===== RECORDS FOR THIS EXERCISE

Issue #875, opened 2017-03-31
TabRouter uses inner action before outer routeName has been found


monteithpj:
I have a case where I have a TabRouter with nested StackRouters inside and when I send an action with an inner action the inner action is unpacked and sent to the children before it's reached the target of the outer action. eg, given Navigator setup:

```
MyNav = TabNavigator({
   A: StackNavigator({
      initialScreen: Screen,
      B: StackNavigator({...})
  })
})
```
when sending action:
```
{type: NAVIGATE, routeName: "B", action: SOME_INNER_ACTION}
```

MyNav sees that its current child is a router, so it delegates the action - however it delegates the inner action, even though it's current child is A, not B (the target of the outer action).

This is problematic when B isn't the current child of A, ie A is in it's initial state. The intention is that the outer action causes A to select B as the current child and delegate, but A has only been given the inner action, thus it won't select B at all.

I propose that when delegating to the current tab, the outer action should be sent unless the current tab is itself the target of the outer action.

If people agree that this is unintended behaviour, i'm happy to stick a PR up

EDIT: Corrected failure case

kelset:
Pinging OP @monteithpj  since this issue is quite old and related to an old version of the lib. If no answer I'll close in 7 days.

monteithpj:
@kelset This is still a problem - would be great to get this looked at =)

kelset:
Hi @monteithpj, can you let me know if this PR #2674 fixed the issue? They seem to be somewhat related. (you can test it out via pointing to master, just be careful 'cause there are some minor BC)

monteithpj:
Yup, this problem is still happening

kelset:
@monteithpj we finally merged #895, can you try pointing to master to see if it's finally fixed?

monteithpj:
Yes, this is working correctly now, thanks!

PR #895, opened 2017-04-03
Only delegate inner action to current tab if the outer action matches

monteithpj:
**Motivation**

==========
===== RECORDS FOR THIS EXERCISE

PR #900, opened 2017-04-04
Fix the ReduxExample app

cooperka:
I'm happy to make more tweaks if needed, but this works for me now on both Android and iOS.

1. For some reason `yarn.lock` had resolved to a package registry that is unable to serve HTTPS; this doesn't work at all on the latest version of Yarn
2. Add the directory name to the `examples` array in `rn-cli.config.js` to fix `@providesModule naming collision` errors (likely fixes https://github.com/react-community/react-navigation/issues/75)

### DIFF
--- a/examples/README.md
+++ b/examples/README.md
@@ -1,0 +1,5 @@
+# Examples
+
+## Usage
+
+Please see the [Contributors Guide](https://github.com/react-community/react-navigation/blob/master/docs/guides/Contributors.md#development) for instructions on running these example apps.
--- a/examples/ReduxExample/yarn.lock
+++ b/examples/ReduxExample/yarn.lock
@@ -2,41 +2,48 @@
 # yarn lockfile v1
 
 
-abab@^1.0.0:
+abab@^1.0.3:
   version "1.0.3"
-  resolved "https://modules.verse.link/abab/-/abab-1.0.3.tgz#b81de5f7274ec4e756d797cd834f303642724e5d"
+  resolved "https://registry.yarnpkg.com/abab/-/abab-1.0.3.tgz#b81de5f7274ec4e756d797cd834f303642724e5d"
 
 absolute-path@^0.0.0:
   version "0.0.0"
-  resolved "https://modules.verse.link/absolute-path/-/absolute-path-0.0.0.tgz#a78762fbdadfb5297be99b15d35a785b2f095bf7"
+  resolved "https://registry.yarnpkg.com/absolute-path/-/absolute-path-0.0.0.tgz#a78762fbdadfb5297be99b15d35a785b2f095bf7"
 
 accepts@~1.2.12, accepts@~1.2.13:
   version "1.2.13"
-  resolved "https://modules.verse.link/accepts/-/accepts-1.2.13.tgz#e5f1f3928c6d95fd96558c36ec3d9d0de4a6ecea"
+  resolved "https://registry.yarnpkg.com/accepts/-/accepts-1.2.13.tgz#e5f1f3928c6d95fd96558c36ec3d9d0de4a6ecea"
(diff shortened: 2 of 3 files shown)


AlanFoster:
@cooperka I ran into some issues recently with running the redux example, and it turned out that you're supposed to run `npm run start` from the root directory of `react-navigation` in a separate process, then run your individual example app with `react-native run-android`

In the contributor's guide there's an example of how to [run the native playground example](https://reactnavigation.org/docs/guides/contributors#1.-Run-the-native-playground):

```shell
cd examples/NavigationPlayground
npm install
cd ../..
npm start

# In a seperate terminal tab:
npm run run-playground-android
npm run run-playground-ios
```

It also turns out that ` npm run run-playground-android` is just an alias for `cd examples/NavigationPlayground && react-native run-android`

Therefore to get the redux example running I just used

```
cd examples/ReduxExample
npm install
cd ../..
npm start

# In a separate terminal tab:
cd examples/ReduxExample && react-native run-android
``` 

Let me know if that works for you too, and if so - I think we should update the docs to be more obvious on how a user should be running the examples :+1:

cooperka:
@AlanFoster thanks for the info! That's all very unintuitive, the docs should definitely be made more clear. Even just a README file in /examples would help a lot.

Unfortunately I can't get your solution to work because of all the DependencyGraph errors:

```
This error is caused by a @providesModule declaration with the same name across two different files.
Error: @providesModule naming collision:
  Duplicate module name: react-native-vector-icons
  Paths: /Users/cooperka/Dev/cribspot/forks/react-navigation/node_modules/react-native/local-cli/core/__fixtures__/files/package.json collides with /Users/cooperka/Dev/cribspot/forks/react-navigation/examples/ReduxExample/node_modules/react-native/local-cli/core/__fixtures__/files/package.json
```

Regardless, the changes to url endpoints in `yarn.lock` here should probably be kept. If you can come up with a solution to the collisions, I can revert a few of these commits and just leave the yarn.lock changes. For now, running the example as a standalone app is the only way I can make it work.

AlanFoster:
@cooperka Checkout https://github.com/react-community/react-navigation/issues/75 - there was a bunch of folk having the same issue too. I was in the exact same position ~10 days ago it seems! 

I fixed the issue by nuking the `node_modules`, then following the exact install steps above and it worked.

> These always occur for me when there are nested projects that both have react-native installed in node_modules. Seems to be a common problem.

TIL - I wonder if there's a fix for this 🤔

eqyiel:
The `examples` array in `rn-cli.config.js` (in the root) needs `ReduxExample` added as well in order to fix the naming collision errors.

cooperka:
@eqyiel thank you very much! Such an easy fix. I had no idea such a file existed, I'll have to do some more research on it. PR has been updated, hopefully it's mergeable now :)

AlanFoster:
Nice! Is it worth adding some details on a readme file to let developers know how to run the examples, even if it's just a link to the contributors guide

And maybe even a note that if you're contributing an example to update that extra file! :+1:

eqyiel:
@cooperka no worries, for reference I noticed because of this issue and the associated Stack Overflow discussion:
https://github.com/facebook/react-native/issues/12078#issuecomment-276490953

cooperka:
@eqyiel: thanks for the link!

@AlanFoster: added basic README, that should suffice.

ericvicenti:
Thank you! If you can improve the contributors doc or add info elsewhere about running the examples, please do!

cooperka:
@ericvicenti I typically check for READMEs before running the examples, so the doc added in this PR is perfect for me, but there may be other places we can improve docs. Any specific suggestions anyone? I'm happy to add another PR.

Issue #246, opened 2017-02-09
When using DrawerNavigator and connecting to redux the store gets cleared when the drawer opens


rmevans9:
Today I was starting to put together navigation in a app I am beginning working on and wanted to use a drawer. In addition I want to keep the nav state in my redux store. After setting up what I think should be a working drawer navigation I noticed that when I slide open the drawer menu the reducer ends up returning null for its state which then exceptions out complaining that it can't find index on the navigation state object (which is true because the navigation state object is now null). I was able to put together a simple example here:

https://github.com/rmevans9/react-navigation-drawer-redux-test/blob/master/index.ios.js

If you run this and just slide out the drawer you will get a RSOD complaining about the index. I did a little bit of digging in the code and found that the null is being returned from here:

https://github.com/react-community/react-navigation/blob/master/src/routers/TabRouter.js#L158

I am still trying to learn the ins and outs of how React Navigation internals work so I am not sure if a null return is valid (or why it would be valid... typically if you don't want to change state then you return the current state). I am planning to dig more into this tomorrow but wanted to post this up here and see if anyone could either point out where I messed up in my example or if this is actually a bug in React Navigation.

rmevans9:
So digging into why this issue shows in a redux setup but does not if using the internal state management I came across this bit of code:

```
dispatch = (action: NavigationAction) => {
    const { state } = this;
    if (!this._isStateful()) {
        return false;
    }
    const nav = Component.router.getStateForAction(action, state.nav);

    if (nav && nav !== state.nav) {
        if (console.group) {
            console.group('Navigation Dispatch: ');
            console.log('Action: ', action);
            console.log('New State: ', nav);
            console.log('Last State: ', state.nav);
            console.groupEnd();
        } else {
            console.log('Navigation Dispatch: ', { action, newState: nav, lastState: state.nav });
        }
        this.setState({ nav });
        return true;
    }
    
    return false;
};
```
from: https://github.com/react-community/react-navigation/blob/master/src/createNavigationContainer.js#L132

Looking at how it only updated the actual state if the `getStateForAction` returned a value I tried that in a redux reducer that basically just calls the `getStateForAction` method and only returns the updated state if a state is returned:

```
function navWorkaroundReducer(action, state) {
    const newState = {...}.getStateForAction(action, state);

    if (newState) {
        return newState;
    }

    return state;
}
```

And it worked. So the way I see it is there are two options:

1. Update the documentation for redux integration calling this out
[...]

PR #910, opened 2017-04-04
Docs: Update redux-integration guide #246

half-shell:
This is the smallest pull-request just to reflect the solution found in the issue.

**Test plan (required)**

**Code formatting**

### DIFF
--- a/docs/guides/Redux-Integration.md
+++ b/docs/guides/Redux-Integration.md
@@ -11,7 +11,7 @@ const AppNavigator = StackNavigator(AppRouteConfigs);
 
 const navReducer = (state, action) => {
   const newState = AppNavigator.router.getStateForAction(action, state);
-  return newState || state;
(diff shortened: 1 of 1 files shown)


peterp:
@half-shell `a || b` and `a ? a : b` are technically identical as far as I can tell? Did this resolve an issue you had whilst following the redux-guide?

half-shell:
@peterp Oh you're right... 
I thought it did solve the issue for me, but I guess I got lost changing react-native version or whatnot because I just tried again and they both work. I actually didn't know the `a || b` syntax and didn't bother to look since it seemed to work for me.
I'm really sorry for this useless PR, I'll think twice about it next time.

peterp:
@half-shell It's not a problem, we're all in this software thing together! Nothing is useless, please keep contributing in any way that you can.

==========
===== RECORDS FOR THIS EXERCISE

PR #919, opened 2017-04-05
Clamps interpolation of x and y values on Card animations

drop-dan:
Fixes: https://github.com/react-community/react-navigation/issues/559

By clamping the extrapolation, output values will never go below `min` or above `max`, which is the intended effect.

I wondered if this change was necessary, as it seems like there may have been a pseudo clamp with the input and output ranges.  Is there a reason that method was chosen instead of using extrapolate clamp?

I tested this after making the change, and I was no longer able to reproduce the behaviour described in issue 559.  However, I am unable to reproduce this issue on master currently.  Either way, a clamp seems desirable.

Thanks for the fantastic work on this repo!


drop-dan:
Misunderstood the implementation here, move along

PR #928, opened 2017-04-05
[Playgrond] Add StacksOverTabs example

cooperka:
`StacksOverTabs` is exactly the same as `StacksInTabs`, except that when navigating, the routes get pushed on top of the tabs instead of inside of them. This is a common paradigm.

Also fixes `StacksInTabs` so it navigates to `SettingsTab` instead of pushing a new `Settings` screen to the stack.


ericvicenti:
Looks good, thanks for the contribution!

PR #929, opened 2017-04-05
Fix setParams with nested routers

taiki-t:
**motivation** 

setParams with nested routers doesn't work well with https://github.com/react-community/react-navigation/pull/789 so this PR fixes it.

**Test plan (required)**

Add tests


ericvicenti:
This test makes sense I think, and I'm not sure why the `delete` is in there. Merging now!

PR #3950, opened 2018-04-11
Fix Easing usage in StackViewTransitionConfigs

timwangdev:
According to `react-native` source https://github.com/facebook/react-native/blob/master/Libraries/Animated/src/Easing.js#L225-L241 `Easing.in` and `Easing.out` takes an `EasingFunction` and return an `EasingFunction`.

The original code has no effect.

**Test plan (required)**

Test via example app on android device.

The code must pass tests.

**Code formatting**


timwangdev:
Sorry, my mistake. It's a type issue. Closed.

==========

TASK OBJECTIVE – Each line of the entries above that contains "const" must be copied into the answer.

TASK ANSWER –
    const { state } = this;
    const nav = Component.router.getStateForAction(action, state.nav);
    const newState = {...}.getStateForAction(action, state);
@@ -11,7 +11,7 @@ const AppNavigator = StackNavigator(AppRouteConfigs);
 const navReducer = (state, action) => {
   const newState = AppNavigator.router.getStateForAction(action, state);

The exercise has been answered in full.